T. befand sich zu diesem Zeitpunkt in einem akuten Schub seiner Erkrankung. Die war zwar in der Vergangenheit erfolgreich behandelt worden, doch weil er regelmäßig Haschisch rauchte, verschlechterte sich sein Zustand, so der Vorsitzende Richter Körner in seiner Urteilsbegründung. T. gehört zu einer sehr kleinen Gruppe von Menschen – etwa ein bis zwei Personen der Bevölkerung –, bei der regelmäßiger Cannabiskonsum eine schizophrene Episode verursachen kann.
„Es muss jetzt einer dran glauben“, beschreibt Richter Körner die Gedankenwelt von T., er hatte „einen Tunnelblick.“ Er habe den Gutachter M. deshalb vorsätzlich getötet, so die Begründung. Weil bei dem Verurteilten mit weiteren erheblichen Straftaten zu rechnen sei, werde seine Unterbringung viele Jahre dauern. T. habe gewusst, so der Psychiater Michael Wörthmüller im Prozess, dass er etwas Unrechtes tue, als er mit einem Küchenmesser dreimal auf den Gutachter M. eingestochen habe. Mit dem dritten Stich durchbohrte er das Herz seines Opfers.

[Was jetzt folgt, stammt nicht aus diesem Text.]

PR #294, opened 2022-07-18
Enhancement: Logging for Operations

Haepaxlog:
If this is works, it should give some more information in regards to pfcp_association concerning operations 

logs:
- established Association
- released Association
- suspicious Association (when resending heartbeats after expired heartbeat timers)
- lost Asssociation

### DIFF
--- a/upf/upf_pfcp.c
+++ b/upf/upf_pfcp.c
@@ -53,6 +53,8 @@
   do { } while (0)
 #endif
 
+#define upf_pfcp_associnfo(...) vlib_log_info
+
 upf_main_t upf_main;
 qos_pol_cfg_params_st pfcp_rate_cfg_main;
 
@@ -444,6 +446,10 @@ pfcp_new_association (session_handle_t session_handle,
   vlib_increment_simple_counter (&gtm->upf_simple_counters[UPF_ASSOC_COUNTER],
 				 vlib_get_thread_index (), 0, 1);
 
+  upf_pfcp_associnfo
+    ("PFCP Association Established: Node %U, Local IP %U, Remote IP %U\n",
+     format_node_id, &n->node_id, format_ip46_address, &n->lcl_addr,
+     IP46_TYPE_ANY, format_ip46_address, &n->rmt_addr, IP46_TYPE_ANY);
   return n;
 }
 
@@ -453,6 +459,11 @@ pfcp_release_association (upf_node_assoc_t * n)
   upf_main_t *gtm = &upf_main;
   u32 node_id = n - gtm->nodes;
   u32 idx = n->sessions;
+
+  upf_pfcp_associnfo
+    ("PFCP Association Released: Node %U , Local IP %U, Remote IP %U\n",
+     format_node_id, &n->node_id, format_ip46_address, &n->lcl_addr,
+     IP46_TYPE_ANY, format_ip46_address, &n->rmt_addr, IP46_TYPE_ANY);
 
   switch (n->node_id.type)
     {
@@ -466,8 +477,6 @@ pfcp_release_association (upf_node_assoc_t * n)
       vec_free (n->node_id.fqdn);
       break;
     }
-
-  upf_debug ("pfcp_release_association idx: %u");
 
   while (idx != ~0)
     {
--- a/upf/upf_pfcp_server.c
+++ b/upf/upf_pfcp_server.c
@@ -56,6 +56,8 @@
   do { } while (0)
 #endif
 
+#define upf_pfcp_associnfo(...) vlib_log_info
+
 static void upf_pfcp_make_response (pfcp_msg_t * resp, pfcp_msg_t * req);
 static void restart_response_timer (pfcp_msg_t * msg);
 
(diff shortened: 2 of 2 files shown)


RoadRunnr:
I'm pretty sure this will explode when you beyond e few hundred establishment requests per second. You can to that in a debug image, but I would not want this in a production image.

mgumz:
@RoadRunnr do you expect 100 node-associations per second?

upf/upf_pfcp_server.c
```diff
@@ -394,6 +396,13 @@ request_t1_expired (u32 seq_no)
 	  && !pool_is_free_index (gtm->nodes, msg->node))
 	{
 	  upf_node_assoc_t *n = pool_elt_at_index (gtm->nodes, msg->node);
+
+	  upf_pfcp_associnfo ("PFCP Association Lost: Node {%s}, Node IP {%U}, Local IP %U, Remote IP %U\n", 
+			      n->node_id.fqdn, 
+			      format_ip46_address, &n->node_id.ip, IP46_TYPE_ANY,
```
RoadRunnr, line 402: You can't just assume that IP and FQDN are set in `node_id`. You need to check `node_id.type` and then either print the IP or the FQDN.
Luckily `format_node_id` already does that and can be used here.

upf/upf_pfcp_server.c
```diff
@@ -1139,6 +1148,12 @@ void upf_server_send_heartbeat (u32 node_idx)
   SET_BIT (req->grp.fields, HEARTBEAT_REQUEST_RECOVERY_TIME_STAMP);
   req->recovery_time_stamp = psm->start_time;
 
+  upf_pfcp_associnfo ("PFCP Association Suspicious: Node {%s}, Node IP {%U}, Local IP %U, Remote IP %U\n", 
+		      n->node_id.fqdn,
```
RoadRunnr, line 1152: Here too, use `format_node_id` instead.

upf/upf_pfcp_server.c
```diff
@@ -1225,6 +1240,7 @@ static uword
 
 		    msg = pfcp_msg_pool_add (psm, tx);
 		    upf_pfcp_server_send_request (msg);
+
```
RoadRunnr, line 1243: unrelated white space change, please remove

RoadRunnr (changes requested):
you PR is failing the VPP checkstyle. Please run `hack/checkstyle.sh` before commiting.

upf/upf_pfcp.c
```diff
@@ -467,7 +480,7 @@ pfcp_release_association (upf_node_assoc_t * n)
       break;
     }
 
-  upf_debug ("pfcp_release_association idx: %u");
```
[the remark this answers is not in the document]
ivan4th: There's a bug indeed (although the macro expands to an empty statement by default).
Perhaps we should delete it instead of commenting out

upf/upf_pfcp_server.c
Haepaxlog: Yeah you're right, I reckoned it would be more efficient not doing the check and just logging a default value, but that probably wouldn't have worked. Thanks for the heads up on format_node_id. Consider it fixed.

upf/upf_pfcp_server.c
```diff
@@ -1309,7 +1322,7 @@ static uword
 
 	  switch (psm->expired[i] >> 24)
 	    {
-	    case 0 ... 0x7f:
+	    case 0...0 x7f:
```
RoadRunnr, line 1325: this change shouldn't be in here

upf/upf_pfcp_server.c
```diff
@@ -1126,9 +1134,9 @@ void upf_pfcp_server_deferred_free_msgs_by_node (u32 node)
 void upf_server_send_heartbeat (u32 node_idx)
 {
   pfcp_server_main_t *psm = &pfcp_server_main;
-  pfcp_decoded_msg_t dmsg = {
-    .type = PFCP_HEARTBEAT_REQUEST
-  };
+  pfcp_decoded_msg_t dmsg =
+  {
+  .type = PFCP_HEARTBEAT_REQUEST};
```
RoadRunnr, line 1139: this change shouldn't be in here

upf/upf_pfcp.c
```diff
@@ -2590,7 +2599,7 @@ process_qers (vlib_main_t * vm, upf_session_t * sess,
   {
     upf_qer_t *qer = pfcp_get_qer_by_id (r, *qer_id);
     upf_qer_policer_t *pol;
-    u32 col __attribute__((unused));
+    u32 col __attribute__ ((unused));
```
RoadRunnr, line 2602: this change shouldn't be in here

upf/upf_pfcp.c
```diff
@@ -2565,7 +2574,7 @@ process_urrs (vlib_main_t * vm, upf_session_t * sess,
 
 u32
 process_qers (vlib_main_t * vm, upf_session_t * sess,
-	      struct rules *r,
+	      struct rules * r,
```
RoadRunnr, line 2577: this change shouldn't be in here

RoadRunnr (changes requested):
It looks like you reformatted the code with an indent version that produced unexpected results.
Only the one used by CI is the correct one.

In any case, do not blindly commit unrelated formatting changes.

upf/upf_pfcp_server.c
```diff
@@ -1139,6 +1147,11 @@ void upf_server_send_heartbeat (u32 node_idx)
   SET_BIT (req->grp.fields, HEARTBEAT_REQUEST_RECOVERY_TIME_STAMP);
   req->recovery_time_stamp = psm->start_time;
 
+  upf_pfcp_associnfo
```
sergeymatov, line 1150: Aint this going to happen regardlessly if association is suspicious or not? It seems it will be happen for every normal heartbeat.

sergeymatov (changes requested):

upf/upf_pfcp_server.c
Haepaxlog: Yeah, you're right. It will only be suspicious when sent by a heartbeat timeout. So maybe it would be better to log it in that case but not in send_heartbeat?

Es ist ein Prozess, in dessen Verlauf viele anfängliche Annahmen über den Haufen geworfen werden. Ein Streitgespräch im Jobcenter, das den Angeklagten T. provoziert haben soll, gab es laut Arbeitsvermittlerin S. nicht. Vielmehr habe lediglich der Angeklagte wie ein Wasserfall auf sie und den getöteten Psychologen M. eingeredet, so die Frau vor Gericht.

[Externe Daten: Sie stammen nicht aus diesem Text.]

Issue #1106, opened 2024-12-16
[useButton] Remove `event.defaultMuiPrevented` and `MuiCancellableEvent`


vladmoroz:
There is a couple references to `event.defaultMuiPrevented` in the codebase. Should these be using `event.defaultPrevented` like others?

mj12albert:
This was the old way to prevent our (internal) handlers from running without affecting custom event handlers, the new way is with a `event.preventBaseUIHandler` method: https://github.com/mui/base-ui/blob/master/packages/react/src/utils/mergeReactProps.ts#L6-L7

I see the old references are all in useButton, some of that code may be unused now and could be cleaned up a bit

mj12albert:
Turns out `MenuItem` was the last thing depending on this: https://github.com/mui/base-ui/pull/542/files#r1721346832

PR #1177, opened 2024-12-19
[useButton] Remove `defaultMuiPrevented` and `MuiCancellableEvent`

mj12albert:
Closes https://github.com/mui/base-ui/issues/1106


packages/react/src/menu/item/useMenuItem.ts
```diff
@@ -34,9 +33,9 @@ export function useMenuItem(params: useMenuItem.Parameters): useMenuItem.ReturnV
           id,
           role: 'menuitem',
           tabIndex: highlighted ? 0 : -1,
-          onKeyUp: (event: React.KeyboardEvent & MuiCancellableEvent) => {
+          onKeyUp: (event: BaseUIEvent<React.KeyboardEvent>) => {
             if (event.key === ' ' && typingRef.current) {
-              event.defaultMuiPrevented = true;
+              event.preventBaseUIHandler();
```
vladmoroz, line 38: cc @colmtuite you might want to mull over what the public API is for cancelling Base UI event handlers.

It's an advanced use case, but an unavoidable need if you are building a complex, highly interactive app

As an example from Radix, there you can do things like:
```jsx
onEscKeydown={event => event.preventDefault()}
```

It overloads the native `event.preventDefault()` to mean "prevent browser default AND the Radix handler", which may have been a bit of an overkill.

We relied on these escape hatches quite a lot back at Modulz when we needed more control over interactions in the product

packages/react/src/use-button/useButton.ts
```diff
@@ -1,145 +1,120 @@
...
+          // calling preventDefault in keyUp on a <button> will not dispatch a click event if Space is pressed
+          // https://codesandbox.io/p/sandbox/button-keyup-preventdefault-dn7f0
+          // Keyboard accessibility for non interactive elements
+          if (
+            event.target === event.currentTarget &&
+            !isNativeButton() &&
+            !disabled &&
+            event.key === ' '
+          ) {
+            externalProps.onClick?.(event);
```
mj12albert, line 91: I'd prefer not making onClick a param just for this case

atomiks (approved):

Geplant war ein Mitnahmesuizid
Das besagte Gutachten, von dem T. eine Einweisung in eine psychiatrische Einrichtung befürchtete, soll überhaupt nicht zur Sprache gekommen sein. Vielmehr war sogar von einem Mitnahmesuizid, den T. plante, die Rede. „Er hat mich gebeten, ihn mit meiner Dienstwaffe zu erschießen“, sagt der Polizist Christoph L. aus Erlangen. Auch an anderer Stelle soll T. seinen Plan geäußert haben, jemanden „abzustechen und sich von der Polizei erschießen zu lassen.“
Und so wird im Lauf des Verfahrens das Bild eines Angeklagten deutlich, der sein Leben schon als Teenager nicht im Griff hatte, verursacht auch aufgrund seiner Erkrankung. Seit seinem 14. Lebensjahr kiffte er phasenweise sehr intensiv. Zwei Mal wurde er von der Polizei mit Marihuana im Gepäck erwischt, als er mit dem Zug von Holland an seinen damaligen Studienort Aachen unterwegs war.

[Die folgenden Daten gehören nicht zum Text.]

PR #1182, opened 2024-12-19
[docs] Sturdier quick nav math

vladmoroz:
Avoid back and forth quick nav positioning updates when:
- Rounding errors occur due to zoom / pinch-zoom
- Current position can be either sticky or non-sticky without any difference
- Bouncing back from overscroll


vladmoroz:
@atomiks you've mentioned some issues in Safari when pinch zoomed before, should be better now

colmtuite (approved):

Matthes Egger, Anwalt der Nebenklage, bezeichnet T. als einen Menschen, der nie in seinem Leben Verantwortung übernommen habe und bei Schwierigkeiten in den Drogenkonsum geflüchtet sei. Mit der Attacke auf M. habe er „einmal der Stärkere sein wollen“, ergänzt Eggers Kollege Bernhard Ixmeier.
Stark, so wirkt der T. vor Gericht nicht eine Sekunde. „Ich kann nur erklären, es tut mir leid“, murmelt T., als ihm zum letzten Mal das Wort erteilt wird. So leise und undeutlich, dass man es kaum hören kann.